TRAMA
Tratto dal libro di Alexander Stille Nella terra degli infedeli, il documentario di Marco Turco ripercorre la storia dei rapporti tra mafia e politica negli ultimi trent’anni.
RECENSIONI
Nei fatti di sangue, specialmente quando si tratta di delitti efferati o feroci attentati, risiede spesso una sottile combinazione di trasparenza e opacità. Gli eventi sembrano parlare da soli, a lettere di fuoco, aggredendo e colpendo non soltanto le vittime ma anche gli spettatori: la violenza che li caratterizza sembra produrre un senso evidente, inequivocabile, addirittura ovvio. Eppure, a ben vedere, questi stessi eventi presentano superfici nebulose, addensamenti illeggibili, sacche di indecifrabilità. Soprattutto se nella loro componente comunicativa non si rivolgono ad una collettività indistinta, ma individuano un insieme più ristretto di destinatari in possesso del codice interpretativo appropriato. Ebbene, in Italia dal secondo dopoguerra ad oggi questo codice si è identificato spesso con quello mafioso: un codice ambiguo, complesso, spesso sfuggente. “La Mafia parla indirettamente, attraverso gesti, azioni” sentenzia in apertura di documentario la voce narrante di Fabrizio Gifuni, che scandisce con esemplare asciuttezza le parole di Alexander Stille, autore di Excellent Cadavers: The Mafia and the Death of the First Italian Republic (tradotto in italiano da Mondadori nel 1995 col titolo Nella terra degli infedeli). Giornalista e scrittore americano particolarmente interessato alla realtà siciliana a partire dal 1986, nel corso degli anni Stille è riuscito a tracciare i lineamenti di questo codice fatto di ferocia criminale e interessi politici, campagne di sterminio e campagne elettorali, tradizione e corruzione. E ci è riuscito nel modo più lucido e coraggioso possibile: scegliendo la Morte – “l’unica verità indiscutibile” - come chiave di lettura della Mafia e dei suoi rapporti col potere politico. In un altro paese è dunque l’adattamento cinematografico del libro di Stille, sceneggiato dallo stesso scrittore insieme a Vania Del Borgo e a Marco Turco, ma sostanziosamente arricchito dalle crude e dolorose fotografie di Letizia Battaglia, “la memoria fotografica delle guerre di mafia degli ultimi 30 anni”.

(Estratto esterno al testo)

PR #2890, opened 2022-04-12
Support ParallelExecutionConfigurationStrategy with Turkish locale

eocak:
Since Turkish have special characters as "ı" and "İ", uppercase convertion here causes all test methods to finish with exit code -1. Because uppercase of "i" is "İ" in Turkish and that breaks the code. "dynamic" > "DYNAMİC"

There is a special comment for Turkish characters on reference documentation of java.lang.String:

https://docs.oracle.com/javase/7/docs/api/java/lang/String.html#toUpperCase(java.util.Locale)

---

---

### DIFF
--- a/junit-platform-engine/src/main/java/org/junit/platform/engine/support/hierarchical/DefaultParallelExecutionConfigurationStrategy.java
+++ b/junit-platform-engine/src/main/java/org/junit/platform/engine/support/hierarchical/DefaultParallelExecutionConfigurationStrategy.java
@@ -13,7 +13,7 @@ package org.junit.platform.engine.support.hierarchical;
 import static org.apiguardian.api.API.Status.EXPERIMENTAL;
 
 import java.math.BigDecimal;
-
+import java.util.Locale;
 import org.apiguardian.api.API;
 import org.junit.platform.commons.JUnitException;
 import org.junit.platform.commons.util.Preconditions;
--- a/junit-platform-engine/src/main/java/org/junit/platform/engine/support/hierarchical/DefaultParallelExecutionConfigurationStrategy.java
+++ b/junit-platform-engine/src/main/java/org/junit/platform/engine/support/hierarchical/DefaultParallelExecutionConfigurationStrategy.java
@@ -135,7 +135,7 @@ public enum DefaultParallelExecutionConfigurationStrategy implements ParallelExe
 
 	static ParallelExecutionConfigurationStrategy getStrategy(ConfigurationParameters configurationParameters) {
 		return valueOf(
-			configurationParameters.get(CONFIG_STRATEGY_PROPERTY_NAME).orElse("dynamic").toUpperCase(Locale.ENGLISH));
+			configurationParameters.get(CONFIG_STRATEGY_PROPERTY_NAME).orElse("dynamic").toUpperCase(Locale.ROOT));
 	}
 
 }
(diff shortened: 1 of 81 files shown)


sbrannen (dismissed):
Hi @eocak,

Thanks for submitting your "first pull request ever"! 👍 

It looks like you forgot to `import java.util.Locale;`.

Please address that and push your change.

Also, please add an entry to the 5.9 M1 Release Notes succinctly explaining the fix.

junit-platform-engine/src/main/java/org/junit/platform/engine/support/hierarchical/DefaultParallelExecutionConfigurationStrategy.java
```diff
@@ -13,7 +13,7 @@
 import static org.apiguardian.api.API.Status.EXPERIMENTAL;
 
 import java.math.BigDecimal;
-
+import java.util.Locale;
```
sbrannen, line 16: It looks like the deletion of that blank line will fail the build. 

Be sure to run `./gradlew check` before pushing commits.

If there are errors with Spotless, perform the action it suggests to fix formatting.

junit-platform-engine/src/main/java/org/junit/platform/engine/support/hierarchical/DefaultParallelExecutionConfigurationStrategy.java
```diff
@@ -133,7 +134,8 @@ public ParallelExecutionConfiguration createConfiguration(ConfigurationParameter
 	public static final String CONFIG_CUSTOM_CLASS_PROPERTY_NAME = "custom.class";
 
 	static ParallelExecutionConfigurationStrategy getStrategy(ConfigurationParameters configurationParameters) {
-		return valueOf(configurationParameters.get(CONFIG_STRATEGY_PROPERTY_NAME).orElse("dynamic").toUpperCase(Locale.ENGLISH));
+		return valueOf(
+			configurationParameters.get(CONFIG_STRATEGY_PROPERTY_NAME).orElse("dynamic").toUpperCase(Locale.ENGLISH));
```
sormuras, line 138: Shouldn't it be `Locale.ROOT` instead of `Locale.ENGLISH`?

> Useful constant for the root locale. The root locale is the locale whose language, country, and variant are empty ("") strings. This is regarded as the base locale of all locales, and is used as the language/country neutral locale for the locale sensitive operations.

https://docs.oracle.com/javase/8/docs/api/java/util/Locale.html#ROOT

eocak: I did not know the existence of Locale.ROOT and I was sure that uppercase of **i** is **I** in English Locale.  That can be changed to ROOT, dont know which is the best choice.

jbduncan: `Locale.ROOT` is used internally in Kotlin's equivalent [`uppercase()`](https://github.com/JetBrains/kotlin/blob/769f4c630f7b3ab326cd32f643cb1def6663f8c5/libraries/stdlib/jvm/src/kotlin/text/StringsJVM.kt#L147) function, so that's what I'd be tempted to use.

marcphilipp (approved):

PR #2892, opened 2022-04-14
Set merge strategy to `union` for release note files

juliette-derancourt:
This would avoid merge conflicts on release note files.

### DIFF
--- a/.gitattributes
+++ b/.gitattributes
@@ -4,3 +4,4 @@
 *.key binary
 *.jar binary
 *.ttf binary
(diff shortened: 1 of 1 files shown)


.gitattributes
```diff
@@ -4,3 +4,4 @@
 *.key binary
 *.jar binary
 *.ttf binary
+release-notes-* merge=union
```
juliette-derancourt, line 7: Could also match the whole folder with:
```suggestion
**/release-notes/* merge=union
```

PR #2913, opened 2022-05-10
Add "abort" methods to Assumptions

ZeroOne3010:
## Overview

Greetings! I have added `abort()`, `abort(String)`, and `abort(Supplier<String>)` methods into the `Assumptions` class, along with the relevant tests and release notes. These are analogous to the `fail` methods in the `Assertions` class in that they do not validate anything but just abort the current test. 

I found myself looking for a method like this a while back and was surprised they did not exist already. These now allow you to write some more complex business logic around the assumption and to fail it with one neat `abort()` call, instead of an ugly `assumeTrue(false)` or `assumeFalse(true)` call.

---

---

### Definition of Done

About this -- the pre-existing assumptions and failure methods did not do any precondition validation either, so I did not add such a thing in these `abort` methods either. It definitely will crash to a NullPointerException if someone passes a `null` `Supplier<String>` to it, but hey, the person writing the tests needs to bear some responsibility too, right?

The User Guide I haven't edited, but the release notes ("release-notes-5.9.0-M1.adoc") I did edit. I think it would be enough for these methods to appear in the JavaDocs and the Release Notes, would you agree?


ZeroOne3010:
I'll just mark the final checkbox, method preconditions, as done as it is in line with the current implementation.

ZeroOne3010:
@sbrannen Hi, any idea on the future of this PR? It has been a while. I've just rebased this on `main` and resolved the conflicts again.

marcphilipp:
@ZeroOne3010 Thanks for your contribution! 👍

ZeroOne3010:
Thank you! 😊

Issue #2915, opened 2022-05-13
assertIterableEquals: StackOverflow for self-iterating Iterable


thomaszub:
`assertIterableEquals`can lead to a StackOverflowError for `Path` or general for `Iterable` that iterates over itself. This is similar to the issue #2157. The PR to this issue fixes the success case only. 

I created a PR with a possible fix and test.

## Steps to reproduce

```java
@Test
void assertIterableEqualsWithDifferentListOfPath() {
	try {
		var expected = listOf(Path.of("1"), Path.of("2").resolve("3"), Path.of("5"));
		var actual = listOf(Path.of("1"), Path.of("2").resolve("4"), Path.of("5"));
		assertIterableEquals(expected, actual);
		expectAssertionFailedError();
	}
	catch (AssertionFailedError ex) {
		assertMessageEquals(ex, "iterable contents differ at index [1][1][0], expected: <3> but was: <4>");
	}
}
```
## Context

 - Used versions (Jupiter/Vintage/Platform): junit-jupiter-api/junit-jupiter-engine 5.8.2
 - Build Tool/IDE: Maven

## Deliverables

- [x] Provide fix and test for comparing `Iterable<? extends Iterable<?>>` instances.

---

I hereby agree to the terms of the JUnit Contributor License Agreement.

PR #2916, opened 2022-05-13
Track already visited pairs of Iterables to avoid stack overflow

thomaszub:
Issue: #2915

## Overview

The visited `Iterable` are tracked and the assert fails if a already visited `Iterable` is visited again. This avoids a StackOverflowError.

---

---

### Definition of Done

### DIFF
--- a/junit-jupiter-api/src/main/java/org/junit/jupiter/api/AssertIterableEquals.java
+++ b/junit-jupiter-api/src/main/java/org/junit/jupiter/api/AssertIterableEquals.java
@@ -17,11 +17,11 @@ import static org.junit.jupiter.api.AssertionUtils.formatValues;
 import static org.junit.jupiter.api.AssertionUtils.nullSafeGet;
 
 import java.util.ArrayDeque;
-import java.util.Collection;
 import java.util.Deque;
-import java.util.HashSet;
 import java.util.Iterator;
+import java.util.LinkedHashSet;
 import java.util.Objects;
+import java.util.Set;
 import java.util.concurrent.atomic.AtomicInteger;
 import java.util.function.Supplier;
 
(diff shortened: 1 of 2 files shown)


junit-jupiter-api/src/main/java/org/junit/jupiter/api/AssertIterableEquals.java
```diff
@@ -69,24 +79,39 @@ private static void assertIterableEquals(Iterable<?> expected, Iterable<?> actua
...
+	private static void assertIterablesNotAlreadyVisited(Iterable<?> expected, Iterable<?> actual,
+			Deque<Integer> indexes, Object messageOrSupplier, Collection<Iterable<?>> visitedIterablesExpected,
+			Collection<Iterable<?>> visitedIterablesActual) {
+		if (visitedIterablesExpected.contains(expected) || visitedIterablesActual.contains(actual)) {
+			failIterablesNotEqual(expected, actual, indexes, messageOrSupplier);
+		}
+		else {
+			visitedIterablesExpected.add(expected);
+			visitedIterablesActual.add(actual);
+		}
```
sbrannen, line 112: Can't this be simplified as follows?

```suggestion
		if (!visitedIterablesExpected.add(expected) && !visitedIterablesActual.add(actual)) {
			failIterablesNotEqual(expected, actual, indexes, messageOrSupplier);
		}
```

sbrannen (changes requested):

junit-jupiter-api/src/main/java/org/junit/jupiter/api/AssertIterableEquals.java
thomaszub: Good point, will change it (the check must be "or": `!visitedIterablesExpected.add(expected) || !visitedIterablesActual.add(actual)`

thomaszub: 😁

thomaszub: Hi @sbrannen, could you please mark the request as solved. I force pushed the changes (maybe not best idea from my side). Thanks!

sbrannen (approved):

marcphilipp:
I added a test with a counterexample to the proposed tracking of input values in e196f8d and added a new implementation that keeps track of pairs of iterables that are under investigation and potentially reuses the result should the same iterables be encountered again.

marcphilipp (approved):

sbrannen (changes requested):
I think this looks good, but it would beneficial to add some inline documentation for how the algorithm currently works with regard to the "investigated elements" tracking. 

Also, the `SAME_ELEMENTS` enum constant could be renamed to something like `CONTAIN_SAME_ELEMENTS` or similar.

marcphilipp:
> I think this looks good, but it would beneficial to add some inline documentation for how the algorithm currently works with regard to the "investigated elements" tracking.

Done in 6cf3516ff209c980aa63e65960847e820b939c0c.



> Also, the `SAME_ELEMENTS` enum constant could be renamed to something like `CONTAIN_SAME_ELEMENTS` or similar.

Done in 0c175abde477b92ba8ee69bca0b0b2e4a8093155.

marcphilipp:
@thomaszub Thanks for the PR! 👍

Sviluppando le ferree argomentazioni di Stille, Marco Turco fa parlare direttamente i protagonisti della guerra alla mafia: i magistrati Giuseppe Di Lello, Francesco Lo Voi, Leonardo Guarnotta, Giuseppe Ayala, Antonio Ingoia e Ignazio De Francisci e il giornalista Francesco La Licata sfilano davanti all’obiettivo, portando testimonianze concrete, riferendo particolari illuminanti, rendendo noti episodi sconvolgenti. Ne emerge un quadro straordinariamente complesso ma mai cincischiato o caotico: è il ritratto della realtà mafiosa dalla fine della seconda guerra mondiale ai giorni nostri. Con impressionante rigore e implacabile determinazione, il documentario ricostruisce la trama dei rapporti tra criminalità e politica, colmando almeno in parte la lacuna lasciata aperta dalle inchieste del maxi processo di Palermo (febbraio 1986 - 31 gennaio 1992). Già, perché In un altro paese fa quello che, per esigenze processuali, i magistrati non hanno potuto fare: indica con precisione i responsabili politici dello strapotere mafioso (“Martelli, Craxi, Andreotti erano i nemici di quella parte della Sicilia politica che voleva combattere la mafia”, dice apertamente Giuseppe Di Lello, istruttore del primo pool antimafia), dipanando una volta per tutte l’intricata matassa delle profonde collusioni tra Stato e Cosa Nostra (“La mafia è una componente organica del sistema di potere italiano” è l’annichilente dichiarazione di Ayala). Prima la Democrazia Cristiana con l’asse Lima-Andreotti, poi il Partito Socialista con il binomio Craxi-Martelli, infine Forza Italia nel duo Berlusconi-Dell’Utri: “La Sicilia, che nel passato era stata solidamente democristiana, nelle elezioni del 2001 consegnò alla coalizione di Berlusconi tutti e 61 i suoi seggi parlamentari. Imputato in vari processi per corruzione, Berlusconi mise al centro del suo programma la necessità di porre un freno a quello che definiva ‘l’eccessivo potere dei giudici inquirenti’”. Asciutto, lapidario, inesorabile, In un altro paese è un documentario semplicemente straordinario: immagini che arrivano dritte allo stomaco, al cuore, alla testa. Quando il labirinto si trasforma in affresco. Necessario. Necessario. Necessario.